= ASSIGNED TASK =
Whatever appears in the records should be given again exactly, down to the last mark.

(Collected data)
______

PR #23019, opened 2020-08-13
feat: enable total row in Gross Profit Report

prssanna:
Screenshot 2020-08-13 at 11 34 49 AM


scmmishra:
Hey @prssanna 

In a recent [PR](https://github.com/frappe/frappe/pull/11259) we add this field to the ignore list. This means only new site creation will have this checkbox marked. We can write a patch to enable it across sites, not sure if it's necessary.

PR #23024, opened 2020-08-13
feat: validate workflow before so/po update items

nextchamp-saqib:
As of now, all users that have the "Submit" option for POs under role permissions manager are able to update the POs.

However, if we have a workflow process where we have different financial thresholds for the person's purchase authority.

I.e. Role 1 can approve up to 5,000. Role 2 can approve up to 10,000

When the user updates the PO, their role restrictions as set-up in work flow process need to apply as well.

This PR validates workflow conditions and allowed roles before updating items in submitted/approved sales orders & purchase orders


erpnext/controllers/accounts_controller.py
```diff
@@ -1224,15 +1225,38 @@ def update_child_qty_rate(parent_doctype, trans_items, parent_doctype_name, chil
...
+		workflow_doc = frappe.get_doc("Workflow", workflow)
+		current_state = doc.get(workflow_doc.workflow_state_field)
+		roles = frappe.get_roles()
+
+		transitions = []
+		for transition in workflow_doc.transitions:
+			if transition.next_state == current_state and transition.allowed in roles:
+				if not is_transition_condition_satisfied(transition, doc):
+					continue
+				transitions.append(transition.as_dict())
```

______

= RESPONSE FOR THIS EXERCISE =
PR #23019, opened 2020-08-13
feat: enable total row in Gross Profit Report

prssanna:
Screenshot 2020-08-13 at 11 34 49 AM


scmmishra:
Hey @prssanna 

In a recent [PR](https://github.com/frappe/frappe/pull/11259) we add this field to the ignore list. This means only new site creation will have this checkbox marked. We can write a patch to enable it across sites, not sure if it's necessary.

PR #23024, opened 2020-08-13
feat: validate workflow before so/po update items

nextchamp-saqib:
As of now, all users that have the "Submit" option for POs under role permissions manager are able to update the POs.

However, if we have a workflow process where we have different financial thresholds for the person's purchase authority.

I.e. Role 1 can approve up to 5,000. Role 2 can approve up to 10,000

When the user updates the PO, their role restrictions as set-up in work flow process need to apply as well.

This PR validates workflow conditions and allowed roles before updating items in submitted/approved sales orders & purchase orders


erpnext/controllers/accounts_controller.py
```diff
@@ -1224,15 +1225,38 @@ def update_child_qty_rate(parent_doctype, trans_items, parent_doctype_name, chil
...
+		workflow_doc = frappe.get_doc("Workflow", workflow)
+		current_state = doc.get(workflow_doc.workflow_state_field)
+		roles = frappe.get_roles()
+
+		transitions = []
+		for transition in workflow_doc.transitions:
+			if transition.next_state == current_state and transition.allowed in roles:
+				if not is_transition_condition_satisfied(transition, doc):
+					continue
+				transitions.append(transition.as_dict())
```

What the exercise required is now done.